◆ **REQUIREMENT**: Only the lines below between the ones containing "Here's why that" and "### LINKED ISSUE #195: DOCX", inclusive, are to be reproduced, each exactly as it stands.

____________________

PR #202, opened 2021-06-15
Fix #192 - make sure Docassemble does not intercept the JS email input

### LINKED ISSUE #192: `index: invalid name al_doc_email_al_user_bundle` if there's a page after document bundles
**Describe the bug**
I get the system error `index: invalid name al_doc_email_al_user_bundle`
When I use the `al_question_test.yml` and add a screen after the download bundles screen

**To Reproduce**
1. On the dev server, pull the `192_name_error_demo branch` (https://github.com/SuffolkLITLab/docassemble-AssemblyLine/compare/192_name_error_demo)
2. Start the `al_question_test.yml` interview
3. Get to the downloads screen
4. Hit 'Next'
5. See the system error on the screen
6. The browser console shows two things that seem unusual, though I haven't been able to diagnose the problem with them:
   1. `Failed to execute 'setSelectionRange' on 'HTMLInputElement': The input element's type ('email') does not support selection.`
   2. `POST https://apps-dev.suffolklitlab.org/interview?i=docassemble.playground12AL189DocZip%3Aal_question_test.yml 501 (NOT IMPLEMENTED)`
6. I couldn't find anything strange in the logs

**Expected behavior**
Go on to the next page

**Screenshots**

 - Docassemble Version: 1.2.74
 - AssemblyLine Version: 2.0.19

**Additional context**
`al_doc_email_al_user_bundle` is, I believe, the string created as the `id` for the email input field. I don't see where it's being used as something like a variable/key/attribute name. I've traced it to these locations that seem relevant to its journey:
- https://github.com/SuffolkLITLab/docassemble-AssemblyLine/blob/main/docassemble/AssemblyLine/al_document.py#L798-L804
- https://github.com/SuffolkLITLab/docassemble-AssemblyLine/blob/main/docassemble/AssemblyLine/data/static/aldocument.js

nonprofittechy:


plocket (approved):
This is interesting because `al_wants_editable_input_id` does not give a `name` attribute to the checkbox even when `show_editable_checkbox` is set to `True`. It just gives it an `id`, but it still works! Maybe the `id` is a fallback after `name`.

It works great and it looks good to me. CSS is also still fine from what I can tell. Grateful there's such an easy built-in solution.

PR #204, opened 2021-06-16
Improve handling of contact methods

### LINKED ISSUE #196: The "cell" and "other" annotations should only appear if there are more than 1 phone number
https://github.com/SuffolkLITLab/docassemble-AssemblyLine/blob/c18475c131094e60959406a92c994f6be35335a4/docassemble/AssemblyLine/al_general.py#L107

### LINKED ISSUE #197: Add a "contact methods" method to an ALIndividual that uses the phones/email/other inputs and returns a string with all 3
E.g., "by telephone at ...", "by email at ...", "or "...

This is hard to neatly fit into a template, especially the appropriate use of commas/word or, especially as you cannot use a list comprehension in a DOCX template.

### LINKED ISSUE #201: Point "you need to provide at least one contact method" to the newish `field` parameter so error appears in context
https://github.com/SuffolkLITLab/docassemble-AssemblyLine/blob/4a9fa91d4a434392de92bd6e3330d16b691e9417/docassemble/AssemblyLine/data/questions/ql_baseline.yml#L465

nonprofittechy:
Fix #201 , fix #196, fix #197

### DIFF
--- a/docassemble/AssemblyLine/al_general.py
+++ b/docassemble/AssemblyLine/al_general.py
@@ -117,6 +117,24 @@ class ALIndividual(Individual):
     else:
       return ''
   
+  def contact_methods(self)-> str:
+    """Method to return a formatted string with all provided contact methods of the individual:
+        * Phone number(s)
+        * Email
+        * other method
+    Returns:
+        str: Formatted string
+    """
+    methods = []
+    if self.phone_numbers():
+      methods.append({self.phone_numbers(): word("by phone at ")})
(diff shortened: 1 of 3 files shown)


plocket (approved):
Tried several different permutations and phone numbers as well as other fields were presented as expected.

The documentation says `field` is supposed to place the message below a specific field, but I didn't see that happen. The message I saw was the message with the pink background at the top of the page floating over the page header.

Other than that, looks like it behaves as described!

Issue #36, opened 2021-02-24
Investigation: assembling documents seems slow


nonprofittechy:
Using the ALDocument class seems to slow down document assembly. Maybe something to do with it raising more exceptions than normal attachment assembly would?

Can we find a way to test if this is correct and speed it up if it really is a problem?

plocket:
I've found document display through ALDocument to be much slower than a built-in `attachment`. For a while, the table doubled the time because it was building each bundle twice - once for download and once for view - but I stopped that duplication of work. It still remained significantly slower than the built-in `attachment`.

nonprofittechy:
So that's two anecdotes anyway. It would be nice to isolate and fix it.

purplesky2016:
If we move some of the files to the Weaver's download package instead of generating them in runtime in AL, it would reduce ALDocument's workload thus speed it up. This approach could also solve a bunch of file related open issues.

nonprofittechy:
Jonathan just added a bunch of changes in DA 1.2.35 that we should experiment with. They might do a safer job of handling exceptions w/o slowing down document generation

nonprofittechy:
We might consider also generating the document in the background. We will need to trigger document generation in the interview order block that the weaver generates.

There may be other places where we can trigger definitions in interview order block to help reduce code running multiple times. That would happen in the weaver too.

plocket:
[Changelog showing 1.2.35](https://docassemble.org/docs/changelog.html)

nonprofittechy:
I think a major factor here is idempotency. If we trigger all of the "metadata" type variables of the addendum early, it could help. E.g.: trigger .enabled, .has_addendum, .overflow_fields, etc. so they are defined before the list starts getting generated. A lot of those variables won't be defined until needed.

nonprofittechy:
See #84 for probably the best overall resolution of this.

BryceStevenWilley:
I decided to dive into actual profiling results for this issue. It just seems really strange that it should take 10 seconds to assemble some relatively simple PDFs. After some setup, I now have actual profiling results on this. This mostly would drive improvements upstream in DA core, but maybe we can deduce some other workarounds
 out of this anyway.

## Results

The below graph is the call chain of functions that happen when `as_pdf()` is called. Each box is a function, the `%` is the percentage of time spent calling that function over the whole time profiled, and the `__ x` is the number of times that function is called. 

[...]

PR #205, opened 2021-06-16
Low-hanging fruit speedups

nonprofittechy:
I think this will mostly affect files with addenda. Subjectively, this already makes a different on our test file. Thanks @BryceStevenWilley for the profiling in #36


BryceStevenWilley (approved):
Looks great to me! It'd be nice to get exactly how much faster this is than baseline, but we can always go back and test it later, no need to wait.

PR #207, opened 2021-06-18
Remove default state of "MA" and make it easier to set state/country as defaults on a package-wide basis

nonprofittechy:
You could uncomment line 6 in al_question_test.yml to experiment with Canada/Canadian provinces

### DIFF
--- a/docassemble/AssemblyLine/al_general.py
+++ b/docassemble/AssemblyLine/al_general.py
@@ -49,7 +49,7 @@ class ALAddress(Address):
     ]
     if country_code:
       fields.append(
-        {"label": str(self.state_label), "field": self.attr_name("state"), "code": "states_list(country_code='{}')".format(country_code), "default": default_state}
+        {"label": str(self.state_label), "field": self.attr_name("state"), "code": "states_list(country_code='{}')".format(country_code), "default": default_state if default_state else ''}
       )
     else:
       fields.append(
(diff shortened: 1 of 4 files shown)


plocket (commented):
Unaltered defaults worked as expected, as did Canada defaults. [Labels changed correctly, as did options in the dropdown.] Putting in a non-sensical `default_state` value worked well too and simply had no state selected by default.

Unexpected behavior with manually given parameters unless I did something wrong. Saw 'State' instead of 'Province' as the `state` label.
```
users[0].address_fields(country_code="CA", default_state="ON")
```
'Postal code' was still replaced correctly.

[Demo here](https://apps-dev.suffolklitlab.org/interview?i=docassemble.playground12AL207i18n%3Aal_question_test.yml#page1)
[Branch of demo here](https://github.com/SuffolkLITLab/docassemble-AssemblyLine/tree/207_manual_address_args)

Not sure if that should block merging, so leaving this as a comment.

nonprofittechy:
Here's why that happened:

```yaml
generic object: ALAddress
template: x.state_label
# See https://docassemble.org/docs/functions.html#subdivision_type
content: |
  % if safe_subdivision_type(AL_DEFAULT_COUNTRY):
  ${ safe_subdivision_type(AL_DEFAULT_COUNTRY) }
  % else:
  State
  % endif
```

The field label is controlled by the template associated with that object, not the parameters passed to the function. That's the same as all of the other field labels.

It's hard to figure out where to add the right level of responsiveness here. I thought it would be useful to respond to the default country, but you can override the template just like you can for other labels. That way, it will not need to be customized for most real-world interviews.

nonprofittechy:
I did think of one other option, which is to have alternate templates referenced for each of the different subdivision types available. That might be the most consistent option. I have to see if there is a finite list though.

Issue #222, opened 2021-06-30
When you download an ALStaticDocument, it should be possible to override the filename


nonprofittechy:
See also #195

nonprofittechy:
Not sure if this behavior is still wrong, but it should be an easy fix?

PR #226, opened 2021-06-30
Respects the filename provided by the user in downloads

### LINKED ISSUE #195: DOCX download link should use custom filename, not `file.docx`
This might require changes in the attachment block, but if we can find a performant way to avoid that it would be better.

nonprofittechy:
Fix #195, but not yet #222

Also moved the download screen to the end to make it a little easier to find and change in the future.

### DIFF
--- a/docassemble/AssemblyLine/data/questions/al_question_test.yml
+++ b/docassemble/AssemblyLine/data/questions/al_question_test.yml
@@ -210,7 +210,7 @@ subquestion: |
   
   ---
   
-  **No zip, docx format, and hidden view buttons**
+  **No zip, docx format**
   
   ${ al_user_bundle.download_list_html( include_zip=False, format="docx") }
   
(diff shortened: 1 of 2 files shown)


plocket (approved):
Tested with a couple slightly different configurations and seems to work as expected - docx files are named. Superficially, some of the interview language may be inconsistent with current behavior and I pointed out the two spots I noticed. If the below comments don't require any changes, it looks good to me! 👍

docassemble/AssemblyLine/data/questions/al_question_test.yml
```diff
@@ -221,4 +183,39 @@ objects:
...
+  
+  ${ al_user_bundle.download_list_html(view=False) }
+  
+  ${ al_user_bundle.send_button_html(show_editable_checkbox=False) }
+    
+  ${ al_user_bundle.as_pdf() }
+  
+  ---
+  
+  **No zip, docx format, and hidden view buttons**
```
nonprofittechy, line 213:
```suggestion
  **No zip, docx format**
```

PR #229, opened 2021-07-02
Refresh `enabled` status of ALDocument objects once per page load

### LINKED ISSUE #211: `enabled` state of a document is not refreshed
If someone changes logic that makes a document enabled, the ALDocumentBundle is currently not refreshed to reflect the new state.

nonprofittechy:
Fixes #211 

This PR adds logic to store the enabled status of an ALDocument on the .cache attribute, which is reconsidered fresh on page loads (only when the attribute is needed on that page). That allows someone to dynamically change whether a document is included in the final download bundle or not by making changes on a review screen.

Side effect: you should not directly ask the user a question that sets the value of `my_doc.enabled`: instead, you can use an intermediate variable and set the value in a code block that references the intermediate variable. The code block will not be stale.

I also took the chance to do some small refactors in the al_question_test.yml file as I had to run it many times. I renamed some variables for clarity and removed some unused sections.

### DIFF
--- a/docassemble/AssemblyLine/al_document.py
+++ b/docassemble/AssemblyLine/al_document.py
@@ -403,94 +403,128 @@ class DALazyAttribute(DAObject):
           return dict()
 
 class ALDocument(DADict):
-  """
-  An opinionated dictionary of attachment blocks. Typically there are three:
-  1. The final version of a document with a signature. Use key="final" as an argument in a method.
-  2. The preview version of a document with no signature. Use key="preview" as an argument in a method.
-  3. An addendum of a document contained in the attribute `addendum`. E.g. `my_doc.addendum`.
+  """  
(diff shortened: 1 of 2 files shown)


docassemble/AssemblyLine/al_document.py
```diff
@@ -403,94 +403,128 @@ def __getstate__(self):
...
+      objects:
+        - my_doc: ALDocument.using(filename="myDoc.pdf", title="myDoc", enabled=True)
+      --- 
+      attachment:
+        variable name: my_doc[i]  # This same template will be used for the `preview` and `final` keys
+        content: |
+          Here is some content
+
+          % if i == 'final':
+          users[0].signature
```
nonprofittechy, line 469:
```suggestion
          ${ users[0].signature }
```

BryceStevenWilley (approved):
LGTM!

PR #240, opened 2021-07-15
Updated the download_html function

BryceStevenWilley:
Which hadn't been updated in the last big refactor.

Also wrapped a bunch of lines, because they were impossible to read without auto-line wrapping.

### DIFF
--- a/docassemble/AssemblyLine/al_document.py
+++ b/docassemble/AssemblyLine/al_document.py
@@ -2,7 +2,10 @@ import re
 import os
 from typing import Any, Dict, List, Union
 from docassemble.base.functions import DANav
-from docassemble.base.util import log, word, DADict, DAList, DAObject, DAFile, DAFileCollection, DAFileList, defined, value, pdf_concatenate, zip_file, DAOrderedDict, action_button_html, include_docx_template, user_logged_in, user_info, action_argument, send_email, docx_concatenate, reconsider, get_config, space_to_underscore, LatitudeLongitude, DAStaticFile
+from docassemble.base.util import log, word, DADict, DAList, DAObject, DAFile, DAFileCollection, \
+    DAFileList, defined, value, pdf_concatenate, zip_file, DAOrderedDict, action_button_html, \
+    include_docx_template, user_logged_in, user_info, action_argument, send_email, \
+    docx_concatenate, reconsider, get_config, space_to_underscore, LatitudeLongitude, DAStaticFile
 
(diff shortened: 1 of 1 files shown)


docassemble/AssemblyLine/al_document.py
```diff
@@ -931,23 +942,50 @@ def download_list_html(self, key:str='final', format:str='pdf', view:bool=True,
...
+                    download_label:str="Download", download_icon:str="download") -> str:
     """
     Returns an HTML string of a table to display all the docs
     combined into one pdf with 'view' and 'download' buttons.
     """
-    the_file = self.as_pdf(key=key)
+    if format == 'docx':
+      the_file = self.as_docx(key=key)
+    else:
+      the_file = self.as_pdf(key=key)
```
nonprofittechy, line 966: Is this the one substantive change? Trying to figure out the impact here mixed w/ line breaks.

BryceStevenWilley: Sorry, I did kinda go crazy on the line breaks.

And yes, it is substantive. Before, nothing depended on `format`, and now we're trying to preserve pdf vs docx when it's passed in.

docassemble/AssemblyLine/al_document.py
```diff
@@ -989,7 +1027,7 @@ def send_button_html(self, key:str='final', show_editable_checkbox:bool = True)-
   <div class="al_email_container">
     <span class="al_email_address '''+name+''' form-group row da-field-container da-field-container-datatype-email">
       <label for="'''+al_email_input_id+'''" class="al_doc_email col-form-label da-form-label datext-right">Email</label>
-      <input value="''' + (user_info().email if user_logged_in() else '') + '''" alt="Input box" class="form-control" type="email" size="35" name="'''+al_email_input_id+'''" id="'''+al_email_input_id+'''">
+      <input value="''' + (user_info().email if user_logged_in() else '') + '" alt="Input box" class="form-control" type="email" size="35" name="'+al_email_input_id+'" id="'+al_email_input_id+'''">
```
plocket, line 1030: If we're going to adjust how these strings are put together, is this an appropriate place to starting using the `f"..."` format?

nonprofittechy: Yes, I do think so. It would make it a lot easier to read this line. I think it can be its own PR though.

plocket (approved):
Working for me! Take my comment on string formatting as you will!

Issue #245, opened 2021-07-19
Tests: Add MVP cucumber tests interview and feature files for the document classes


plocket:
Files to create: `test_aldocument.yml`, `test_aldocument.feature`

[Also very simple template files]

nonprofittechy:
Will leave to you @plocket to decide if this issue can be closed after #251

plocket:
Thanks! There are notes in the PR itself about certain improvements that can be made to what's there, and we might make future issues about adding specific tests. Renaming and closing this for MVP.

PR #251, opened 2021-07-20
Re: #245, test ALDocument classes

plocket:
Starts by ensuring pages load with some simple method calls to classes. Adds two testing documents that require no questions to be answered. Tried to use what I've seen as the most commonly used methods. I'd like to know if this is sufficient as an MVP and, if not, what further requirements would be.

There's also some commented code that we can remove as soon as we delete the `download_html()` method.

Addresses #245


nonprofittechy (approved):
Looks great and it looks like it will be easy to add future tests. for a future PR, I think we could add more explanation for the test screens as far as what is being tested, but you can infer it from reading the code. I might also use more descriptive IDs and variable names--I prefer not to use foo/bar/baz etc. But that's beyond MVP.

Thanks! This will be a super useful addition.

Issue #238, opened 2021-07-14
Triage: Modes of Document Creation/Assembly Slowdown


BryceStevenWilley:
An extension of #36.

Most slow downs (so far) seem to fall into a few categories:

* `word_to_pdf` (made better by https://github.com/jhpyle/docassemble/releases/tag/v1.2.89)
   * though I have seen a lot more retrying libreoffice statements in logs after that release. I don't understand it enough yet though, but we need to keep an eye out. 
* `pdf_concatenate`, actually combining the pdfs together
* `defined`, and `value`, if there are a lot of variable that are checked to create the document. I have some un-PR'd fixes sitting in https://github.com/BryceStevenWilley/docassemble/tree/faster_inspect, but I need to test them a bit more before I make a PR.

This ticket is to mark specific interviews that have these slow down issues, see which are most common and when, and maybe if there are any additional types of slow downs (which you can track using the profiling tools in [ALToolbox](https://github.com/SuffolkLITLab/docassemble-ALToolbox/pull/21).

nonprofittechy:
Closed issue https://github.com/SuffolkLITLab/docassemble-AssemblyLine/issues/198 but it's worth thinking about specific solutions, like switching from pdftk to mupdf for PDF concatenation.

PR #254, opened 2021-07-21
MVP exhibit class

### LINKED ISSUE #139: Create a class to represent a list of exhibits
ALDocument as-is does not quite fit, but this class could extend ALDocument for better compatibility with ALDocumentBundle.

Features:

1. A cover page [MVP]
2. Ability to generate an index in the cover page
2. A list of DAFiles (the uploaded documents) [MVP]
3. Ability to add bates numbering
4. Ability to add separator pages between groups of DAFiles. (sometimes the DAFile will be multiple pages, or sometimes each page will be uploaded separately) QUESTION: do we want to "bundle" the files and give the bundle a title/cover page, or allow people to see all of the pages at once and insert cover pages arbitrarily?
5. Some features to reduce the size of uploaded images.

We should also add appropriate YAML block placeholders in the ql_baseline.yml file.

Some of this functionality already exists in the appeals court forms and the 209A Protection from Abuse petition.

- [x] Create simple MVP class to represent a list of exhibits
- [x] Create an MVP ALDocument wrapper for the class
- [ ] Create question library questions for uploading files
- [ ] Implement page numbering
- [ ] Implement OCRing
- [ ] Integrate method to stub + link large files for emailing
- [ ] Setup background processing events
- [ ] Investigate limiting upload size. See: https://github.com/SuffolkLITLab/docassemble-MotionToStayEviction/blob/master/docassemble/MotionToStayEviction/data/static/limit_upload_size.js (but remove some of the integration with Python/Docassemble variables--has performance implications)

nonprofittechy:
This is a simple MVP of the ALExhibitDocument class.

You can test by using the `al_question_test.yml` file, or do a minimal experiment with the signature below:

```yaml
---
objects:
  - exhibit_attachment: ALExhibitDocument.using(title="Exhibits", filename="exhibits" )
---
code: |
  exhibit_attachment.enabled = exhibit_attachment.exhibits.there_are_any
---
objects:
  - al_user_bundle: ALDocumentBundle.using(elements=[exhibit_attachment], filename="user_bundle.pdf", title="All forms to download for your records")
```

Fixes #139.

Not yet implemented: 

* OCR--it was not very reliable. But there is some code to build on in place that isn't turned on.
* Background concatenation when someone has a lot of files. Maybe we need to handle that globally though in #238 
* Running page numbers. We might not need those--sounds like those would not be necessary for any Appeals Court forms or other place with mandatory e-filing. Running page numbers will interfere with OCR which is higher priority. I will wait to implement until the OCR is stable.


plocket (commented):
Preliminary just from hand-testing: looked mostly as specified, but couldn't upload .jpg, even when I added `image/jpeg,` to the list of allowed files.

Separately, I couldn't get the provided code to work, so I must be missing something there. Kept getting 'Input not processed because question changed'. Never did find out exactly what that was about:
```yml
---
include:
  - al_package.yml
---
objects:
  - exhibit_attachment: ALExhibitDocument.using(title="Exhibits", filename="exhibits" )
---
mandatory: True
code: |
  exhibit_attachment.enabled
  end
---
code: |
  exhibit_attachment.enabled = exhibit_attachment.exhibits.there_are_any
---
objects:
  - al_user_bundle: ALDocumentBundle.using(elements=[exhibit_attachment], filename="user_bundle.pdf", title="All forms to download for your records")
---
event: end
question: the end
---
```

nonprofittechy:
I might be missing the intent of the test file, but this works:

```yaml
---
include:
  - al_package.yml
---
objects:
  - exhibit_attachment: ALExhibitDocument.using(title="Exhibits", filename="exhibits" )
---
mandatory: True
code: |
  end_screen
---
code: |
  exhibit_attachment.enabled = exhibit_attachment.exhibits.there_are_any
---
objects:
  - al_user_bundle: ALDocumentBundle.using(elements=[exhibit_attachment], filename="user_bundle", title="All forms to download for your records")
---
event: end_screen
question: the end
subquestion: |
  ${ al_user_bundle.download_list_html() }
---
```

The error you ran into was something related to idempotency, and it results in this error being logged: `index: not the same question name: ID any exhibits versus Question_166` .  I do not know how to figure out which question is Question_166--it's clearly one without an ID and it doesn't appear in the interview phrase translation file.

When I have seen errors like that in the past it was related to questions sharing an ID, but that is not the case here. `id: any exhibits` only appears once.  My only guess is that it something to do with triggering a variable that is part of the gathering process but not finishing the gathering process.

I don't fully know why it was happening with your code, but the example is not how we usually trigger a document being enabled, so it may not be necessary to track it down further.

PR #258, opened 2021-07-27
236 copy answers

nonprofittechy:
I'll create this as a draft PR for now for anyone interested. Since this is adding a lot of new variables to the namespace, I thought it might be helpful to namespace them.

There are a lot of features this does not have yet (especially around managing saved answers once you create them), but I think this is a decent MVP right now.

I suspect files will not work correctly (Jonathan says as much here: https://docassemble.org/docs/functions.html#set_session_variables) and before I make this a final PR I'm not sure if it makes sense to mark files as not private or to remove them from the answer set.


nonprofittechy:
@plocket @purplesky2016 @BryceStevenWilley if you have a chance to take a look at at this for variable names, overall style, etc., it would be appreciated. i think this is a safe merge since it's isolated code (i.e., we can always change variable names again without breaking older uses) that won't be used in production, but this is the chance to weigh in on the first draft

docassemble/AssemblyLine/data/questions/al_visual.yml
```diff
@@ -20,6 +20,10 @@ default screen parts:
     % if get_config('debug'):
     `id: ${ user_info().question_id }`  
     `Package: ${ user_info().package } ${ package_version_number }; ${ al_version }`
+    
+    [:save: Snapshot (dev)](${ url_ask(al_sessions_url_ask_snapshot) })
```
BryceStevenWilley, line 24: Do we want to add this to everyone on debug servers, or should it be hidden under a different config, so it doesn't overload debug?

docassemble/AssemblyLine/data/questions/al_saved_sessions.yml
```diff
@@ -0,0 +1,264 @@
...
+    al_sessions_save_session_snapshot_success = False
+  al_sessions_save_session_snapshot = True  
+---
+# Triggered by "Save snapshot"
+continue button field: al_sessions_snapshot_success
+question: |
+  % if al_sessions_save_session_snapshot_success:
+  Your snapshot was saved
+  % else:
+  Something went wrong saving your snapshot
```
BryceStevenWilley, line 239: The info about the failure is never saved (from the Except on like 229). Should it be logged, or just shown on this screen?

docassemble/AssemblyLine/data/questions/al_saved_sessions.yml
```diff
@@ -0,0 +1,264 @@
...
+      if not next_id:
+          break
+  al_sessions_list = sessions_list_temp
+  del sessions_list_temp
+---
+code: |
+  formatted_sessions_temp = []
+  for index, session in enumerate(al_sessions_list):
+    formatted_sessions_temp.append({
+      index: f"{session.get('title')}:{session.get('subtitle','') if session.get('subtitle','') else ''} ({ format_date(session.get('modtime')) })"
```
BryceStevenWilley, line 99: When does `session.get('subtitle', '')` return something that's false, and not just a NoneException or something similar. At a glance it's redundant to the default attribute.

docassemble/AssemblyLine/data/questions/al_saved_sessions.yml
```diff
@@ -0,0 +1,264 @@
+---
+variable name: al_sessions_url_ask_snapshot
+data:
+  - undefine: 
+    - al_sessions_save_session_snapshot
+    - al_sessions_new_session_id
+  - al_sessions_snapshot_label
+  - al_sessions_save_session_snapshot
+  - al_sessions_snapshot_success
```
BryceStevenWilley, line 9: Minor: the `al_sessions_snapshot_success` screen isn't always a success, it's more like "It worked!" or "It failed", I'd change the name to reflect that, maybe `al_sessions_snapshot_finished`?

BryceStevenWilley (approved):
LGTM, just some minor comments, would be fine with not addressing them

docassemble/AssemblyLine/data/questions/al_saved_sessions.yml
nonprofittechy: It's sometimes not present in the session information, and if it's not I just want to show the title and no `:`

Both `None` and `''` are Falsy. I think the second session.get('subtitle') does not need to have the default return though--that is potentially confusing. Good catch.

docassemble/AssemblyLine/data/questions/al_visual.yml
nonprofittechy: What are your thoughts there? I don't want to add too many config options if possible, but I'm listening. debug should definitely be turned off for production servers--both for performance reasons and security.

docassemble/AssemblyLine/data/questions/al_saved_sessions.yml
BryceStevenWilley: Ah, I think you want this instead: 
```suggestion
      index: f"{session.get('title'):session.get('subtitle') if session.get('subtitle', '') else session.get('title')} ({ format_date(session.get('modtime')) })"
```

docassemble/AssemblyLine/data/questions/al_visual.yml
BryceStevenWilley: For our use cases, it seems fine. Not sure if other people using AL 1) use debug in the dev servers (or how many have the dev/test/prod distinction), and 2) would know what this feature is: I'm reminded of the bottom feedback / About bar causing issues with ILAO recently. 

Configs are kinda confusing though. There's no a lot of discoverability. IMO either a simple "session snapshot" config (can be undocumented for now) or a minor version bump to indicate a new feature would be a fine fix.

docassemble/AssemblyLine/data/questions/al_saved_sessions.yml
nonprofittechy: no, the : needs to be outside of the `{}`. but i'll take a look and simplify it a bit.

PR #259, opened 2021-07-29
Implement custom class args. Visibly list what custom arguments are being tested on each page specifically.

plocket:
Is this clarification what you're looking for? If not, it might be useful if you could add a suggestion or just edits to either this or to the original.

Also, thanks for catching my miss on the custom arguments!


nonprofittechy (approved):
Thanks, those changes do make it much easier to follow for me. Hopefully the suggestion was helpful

____________________

◆ **SOLUTION TO THE PROBLEM**:
Here's why that happened:

```yaml
generic object: ALAddress
template: x.state_label
# See https://docassemble.org/docs/functions.html#subdivision_type
content: |
  % if safe_subdivision_type(AL_DEFAULT_COUNTRY):
  ${ safe_subdivision_type(AL_DEFAULT_COUNTRY) }
  % else:
  State
  % endif
```

The field label is controlled by the template associated with that object, not the parameters passed to the function. That's the same as all of the other field labels.

It's hard to figure out where to add the right level of responsiveness here. I thought it would be useful to respond to the default country, but you can override the template just like you can for other labels. That way, it will not need to be customized for most real-world interviews.

nonprofittechy:
I did think of one other option, which is to have alternate templates referenced for each of the different subdivision types available. That might be the most consistent option. I have to see if there is a finite list though.

Issue #222, opened 2021-06-30
When you download an ALStaticDocument, it should be possible to override the filename


nonprofittechy:
See also #195

nonprofittechy:
Not sure if this behavior is still wrong, but it should be an easy fix?

PR #226, opened 2021-06-30
Respects the filename provided by the user in downloads

### LINKED ISSUE #195: DOCX download link should use custom filename, not `file.docx`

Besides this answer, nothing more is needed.